(Stored items)
PR #1327, opened 2026-07-13
Finish instantsearch fixes

indykoning:
These changes complete the todos left from https://github.com/rapidez/core/pull/1316
Keeping the amount of instantsearch queries at 1


resources/js/components/Listing/AisClearRefinements.vue
indykoning, line 1: Unfortunately the AisClearRefinements component had no proper way to ignore the category_attributes in another way without causing another request to be done.
Any v-bind on a valid prop would cause it to duplicate _msearch requests.

resources/js/instantsearch.js
```diff
@@ -31,10 +31,7 @@ document.addEventListener('vue:loaded', function (event) {
     vue.component('ais-stats', component('Stats'))
 
     // Custom component
-    vue.component(
-        'ais-stats-analytics',
-        defineAsyncComponent(() => import('./components/Search/AisStatsAnalytics.vue')),
-    )
+    vue.component('ais-stats-analytics', component('StatsAnalytics'))
```
indykoning, line 34: Since statsAnalytics also used instantsearch it being the only separate lazy loaded element caused it to render later and create another msearch call

resources/views/listing/partials/filter/category.blade.php
```diff
@@ -1,6 +1,5 @@
 <ais-hierarchical-menu
-    v-bind:attributes="listingSlotProps.categoryAttributes"
-    v-bind:sort-by="['count','name']"
```
indykoning, line 3: Oddly enough only the sort-by bind caused another _msearch call.
This is implicitly the default so we could remove it.

PR #1329, opened 2026-07-14
[5.x] Improve turbo frame caching

Jade-GG:
ref: RAP-1969

This PR adds some basic standardized functionality for turbo frames, which allows us to improve the caching, adding the cachekey into the url. This solves the issue of turbo frames staying in cache longer than necessary when you clear the cache, which then in turn also often ended up causing a cache loop.

For this purpose, I've added a directive that can be used to insert turbo frames. It should be used like this in templates:

```blade
@turboframe('turbo-frame')
```

This then places the intended view with the `$complete` variable set to `false` directly on the page, and creates a turbo frame that will overwrite this with the same view but with `$complete` set to `true`.

For example, say you have a view included somewhere that looks like this, with one very heavy query:

```blade
<div class="...">
    Lorem ipsum dolor sit amet...
    @foreach (config('rapidez.models.category')::all() as $category)
        <div>{{ $category->name }}</div>
    @endforeach
</div>
```

We could change the `@include` to a `@turboframe`, and then modify the view like so:

```blade
<div class="...">
    Lorem ipsum dolor sit amet...
    @if ($complete ?? false)
        @foreach (config('rapidez.models.category')::all() as $category)
            <div>{{ $category->name }}</div>
        @endforeach
    @else
        {{-- You can also add a loading state if necessary! --}}
        <div>Loading...</div>
    @endif
</div>
```


Jade-GG:
Depends on rapidez/blade-directives#24

Jade-GG:
Playwright errors caused by:

> Access to fetch at 'http://localhost:1234/graphql' from origin 'http://localhost:8000' has been blocked by CORS policy: The 'Access-Control-Allow-Origin' header contains multiple values '*, *', but only one is allowed. Have the server send the header with a valid value.

royduin:
- How is it going with the Playwright tests @indykoning?
- Is this documented in the docs?

Jade-GG:
> * Is this documented in the docs?

I've not done anything to the docs yet, as I'd rather wait for approval first so I don't end up having to rewrite it in case we choose a different approach after all. However I can add it to my backlog of things to do :)

PR #1334, opened 2026-07-20
Perform current slide calculation based on child elements

indykoning:
This PR does the following to fix the bugs with irregularly sized sliders:
- Fixes the currentSlide to use the child elements to determine the slide number.
This way slides with different sizes no longer interfere with the current slide number
- Clamp the navigate on a min and max, so when sliders are supposed to slide multiple items (say currensSlide + visibleSlides) it can no longer try to go out of bounds.
- Calculate slidesVisible using the average slide width/length instead of the first child

Ref: FW-1849

### DIFF
--- a/resources/js/components/Elements/Slider.vue
+++ b/resources/js/components/Elements/Slider.vue
@@ -151,10 +151,7 @@ export default {
             this.navigate(next)
         },
         navigate(index, behavior = 'smooth') {
-            index = Math.min(
-                Math.max(index, 0),
-                this.container?.children.length - 1
-            )
+            index = Math.min(Math.max(index, 0), this.container?.children.length - 1)
 
             this.vertical
                 ? this.slider.scrollTo({ top: this.container?.children[index]?.offsetTop, behavior: behavior })
--- a/resources/js/components/Elements/Slider.vue
+++ b/resources/js/components/Elements/Slider.vue
@@ -232,7 +232,8 @@ export default {
             }
 
             return Math.round(
-                (this.sliderSpan / (this.vertical ? this.container.scrollHeight : this.container.scrollWidth)) * this.container.children.length,
+                (this.sliderSpan / (this.vertical ? this.container.scrollHeight : this.container.scrollWidth)) *
+                    this.container.children.length,
             )
         },
         slidesTotal() {
--- a/resources/js/components/Elements/Slider.vue
+++ b/resources/js/components/Elements/Slider.vue
@@ -151,13 +151,7 @@ export default {
             this.navigate(next)
         },
         navigate(index, behavior = 'smooth') {
-            index = Math.min(
-                Math.max(
-                    this.loop ? index + this.slides.length : index,
-                    0
-                ),
-                this.container?.children.length - 1
-            )
+            index = Math.min(Math.max(this.loop ? index + this.slides.length : index, 0), this.container?.children.length - 1)
 
             this.vertical
                 ? this.slider.scrollTo({ top: this.container?.children[index]?.offsetTop, behavior: behavior })
@@ -213,25 +207,21 @@ export default {
             const getSlideByGuess = (slide) => {
                 const bestGuessChild = this.container.children[slide]
                 if (!bestGuessChild) {
-                    return slide;
+                    return slide
                 }
-                const bestGuessSpan = this.vertical
-                        ? bestGuessChild.offsetHeight
-                        : bestGuessChild.offsetWidth
-                const bestGuessOffset = this.vertical
-                        ? bestGuessChild.offsetTop
-                        : bestGuessChild.offsetLeft
+                const bestGuessSpan = this.vertical ? bestGuessChild.offsetHeight : bestGuessChild.offsetWidth
+                const bestGuessOffset = this.vertical ? bestGuessChild.offsetTop : bestGuessChild.offsetLeft
 
                 // Past halfway to the slide it will snap
-                if (this.position + (bestGuessSpan / 2) < bestGuessOffset) {
-                    return getSlideByGuess(slide - 1);
+                if (this.position + bestGuessSpan / 2 < bestGuessOffset) {
+                    return getSlideByGuess(slide - 1)
                 }
 
                 if (this.position >= bestGuessOffset + bestGuessSpan) {
-                    return getSlideByGuess(slide + 1);
+                    return getSlideByGuess(slide + 1)
                 }
 
-                return slide;
+                return slide
             }
 
             return getSlideByGuess(bestGuess)
@@ -241,7 +231,9 @@ export default {
                 return 0
             }
 
-            return Math.round(this.sliderSpan / (this.vertical ? this.container.scrollHeight : this.container.scrollWidth) * this.slides.length)
+            return Math.round(
+                (this.sliderSpan / (this.vertical ? this.container.scrollHeight : this.container.scrollWidth)) * this.slides.length,
+            )
         },
         slidesTotal() {
             if (!this.mounted) {
--- a/resources/js/components/Elements/Slider.vue
+++ b/resources/js/components/Elements/Slider.vue
@@ -151,7 +151,13 @@ export default {
             this.navigate(next)
         },
         navigate(index, behavior = 'smooth') {
-            index = this.loop ? index + this.slides.length : index
+            index = Math.min(
+                Math.max(
+                    this.loop ? index + this.slides.length : index,
+                    0
+                ),
+                this.container?.children.length - 1
+            )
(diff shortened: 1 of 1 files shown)


resources/js/components/Elements/Slider.vue
```diff
@@ -202,14 +202,38 @@ export default {
...
         },
         slidesVisible() {
             if (!this.mounted) {
                 return 0
             }
 
-            return Math.round(this.sliderSpan / this.childSpan)
+            return Math.round(
+                (this.sliderSpan / (this.vertical ? this.container.scrollHeight : this.container.scrollWidth)) * this.container.children.length,
+            )
```
indykoning, line 303: The reason we're not calculating from the currentSlide to the last visible slide is because this could cause the visibleSlides to jump up and down depending on your position in the slider.

While visibleSlides is also used in slidesTotal, causing the total to change

resources/js/components/Elements/Slider.vue
```diff
@@ -202,14 +202,39 @@ export default {
             if (!this.mounted) {
                 return 0
             }
-            return Math.round(this.position / this.childSpan) % this.slides.length
+            // First make a calculated guess, improving performance by not having to loop through all slides
+            const bestGuess = Math.round(this.position / this.childSpan) % this.slides.length
```
indykoning: This bestGuess is correct on regularly sized sliders.
Image
Depending on the size differences in other childs it may only have to check one additional element.
Image

resources/js/components/Elements/Slider.vue
```diff
@@ -202,14 +202,39 @@ export default {
...
+                const bestGuessOffset = this.vertical ? bestGuessChild.offsetTop : bestGuessChild.offsetLeft
+
+                // Past halfway to the slide it will snap
+                if (this.position + bestGuessSpan / 2 < bestGuessOffset) {
+                    return getSlideByGuess(slide - 1)
+                }
+
+                if (this.position >= bestGuessOffset + bestGuessSpan) {
+                    return getSlideByGuess(slide + 1)
+                }
```
Jade-GG, line 288: Are you sure this is right? The way I'm reading this right now is that it will prefer the best guess when the actual position is to the left of the best guess, with up to half of the span of the *current slide* of extra threshold. This to me suggests that if the previous slide is less than half the size of the best guess slide, it will never be properly matched.

It also appears unbalanced, with this extra threshold not applying to the right side.

Personally, I would suggest a different approach where you "index" the lefts and rights of all slides once (and whenever a `MutationObserver` notices a change), and doing calculations based on that. Also consider the fact that there may be gaps between slider items due to frontend shenanigans.

resources/js/components/Elements/Slider.vue
Jade-GG: I think this will still cause incorrect calculations for the `slidesTotal` now. A correct calculation here would take into account first how many items there are, and then only subtract how many items are visible when the slider is all the way at the end.

Is this value still relevant? Because on most shops we already hide the "progress bar" under sliders anyway.

Jade-GG (changes requested):

resources/js/components/Elements/Slider.vue
indykoning: This is right, as you can see in https://github.com/rapidez/core/pull/1334#discussion_r3615109024 it exactly matches original behavior when spans are equally sized.
When expanded to irregularly sized slides it continues to maintain proper behavior.

Mutation/intersection observers was my first choice, the reason i have not done so is because the slides are not guaranteed to stay. (these sliders are used within some filtering where depending on your filters these slides shrink or grow)
This method is much less expensive than continually attaching and removing observers, measuring this entire computed property taking 70μs without causing style recalculations.

Margins and gaps are no longer of concern since we use the position of the element within the scrollbar, this would automatically take them into account.

resources/js/components/Elements/Slider.vue
indykoning: Where do you see this calculation being incorrect?
Say we have a slider of 7 items where 4 are visible.
The slider is 1252px wide and elements are 313px wide. This would turn into:
1252 / 2191 * 7 = 4
We're taking the visible size, dividing it by the total scroll width (each element including margins, paddings and gaps), and multiplying it by the amount of items in the slide.
Another way you could write it is:

```js
let averageSlideWidth = 2191 / 7; // 313
let visibleSlides = 1252 / 313; // 4
```

The only change in this calculation is that instead of using the width of the first child, we're using the average width of all childs.
I see slidesVisible being used and shown: In slidesTotal, in the "progress bars", the numbers and next and previous buttons where we want the slider to slide pages instead of single slides

Jade-GG: I'm imagining a hypothetical situation where you have 100 wide slides (say, 100px wide each) followed by a bunch extremely tiny slides (say, 1px) at the end, where only two of the wide slides are visible (so the slider span itself is 200px).

slidesVisible would still be 2 even if you have up to 25 of the tiny slides at the end. With the current calculation of the slidesTotal, you'd have 24 extra useless "slides" in your progress bar (as all of the tiny slides would all be visible after slide number 100). Obviously this is an absurd example, but more realistically I could see there being 1 too few or 1 too many slides in real world situations.

resources/js/components/Elements/Slider.vue
```diff
@@ -64,11 +64,11 @@ export default {
         }
         this.$nextTick(() => {
             useResizeObserver(this.slider, useThrottleFn(this.updateSpan, 150, true, true))
+            setTimeout(() => this.slider.dispatchEvent(new CustomEvent('scroll')))
+            this.mounted = true
```
indykoning, line 72: This new order is necessary due to https://github.com/rapidez/core/commit/176b2cd85dc9b7b3e39cf9a814ab38fcab6cb710#diff-2d53f035dc6e0201915f81219d324c2479c3acd61fde0b67ffbc091205965494R222

resources/js/components/Elements/Slider.vue
```diff
@@ -151,11 +181,25 @@ export default {
...
-            index = this.loop ? index + this.slides.length : index
+            this.handleLoopBoundary()
+            index = Math.min(Math.max(index, 0), this.container?.children.length - 1)
+            if (this.loop) {
+                if (index < this.slides.length - 1) {
+                    index += this.slides.length
+                } else if (index > this.slides.length * 2 + 1) {
+                    index -= this.slides.length
+                }
+            }
```
indykoning, line 192: By calling handleLoopBoundary and recalculating the index depending on wether loop is enabled. we can ensure scrolling remains smooth while resetting the scroll position. 

e.g. user is on the final slide but presses the right button again while scrolling.
before it may use smooth scrolling to scroll back instead of instant, or it might not scroll back at all.
now we first handle the loop boundary, resetting instant to the first slide, then recalculate what the index should be and smoothly scroll to the next slide

resources/js/components/Elements/Slider.vue
```diff
@@ -193,23 +237,72 @@ export default {
...
+            set (position) {
+                return this.vertical ? this.scrollY = position : this.scrollX = position
+            },
+        },
+        showLeft() {
+            return !(this.vertical ? this.arrivedState.top : this.arrivedState.left)
+        },
+        showRight() {
+            return !(this.vertical ? this.arrivedState.bottom : this.arrivedState.right)
+        },
```
indykoning, line 263: By using useScroll we can heavily simplify show left and show right. Since it simply checks wether we've reached the end of the slider we no longer need to check wether we're looping

resources/js/components/Elements/Slider.vue
```diff
@@ -83,6 +87,32 @@ export default {
...
+                throttle: 150,
+                idle: 100,
+                eventListenerOptions: { passive: true },
+                behavior: this.scrollBehavior,
+            })
+
+            this.scrollX = x
+            this.scrollY = y
+            this.isScrolling = isScrolling
+            this.arrivedState = arrivedState
```
indykoning, line 101: All these values are now reactive, meaning we can use listeners and simple setters to set the position.

royduin:
- Any ref? 
- Do you approve @Jade-GG?
- Ready to merge?

Jade-GG:
I mostly approve aside from my `slidesTotal` edge case that I'm worried about.

indykoning:
> I mostly approve aside from my slidesTotal edge case that I'm worried about.

We have since discussed this worry, the slidesTotal use is so niche that we considered removing the property altogether.
It is still used for a simple number in some projects, we're keeping it for that. The edge case is niche enough that a TODO suffices in case we ever run into issues due to it.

# WORK ORDER
Looking at the data above, show all lines where the word "visibleSlides" occurs.

# RESPONSE TO THE TASK
- Clamp the navigate on a min and max, so when sliders are supposed to slide multiple items (say currensSlide + visibleSlides) it can no longer try to go out of bounds.
indykoning, line 303: The reason we're not calculating from the currentSlide to the last visible slide is because this could cause the visibleSlides to jump up and down depending on your position in the slider.
While visibleSlides is also used in slidesTotal, causing the total to change
let visibleSlides = 1252 / 313; // 4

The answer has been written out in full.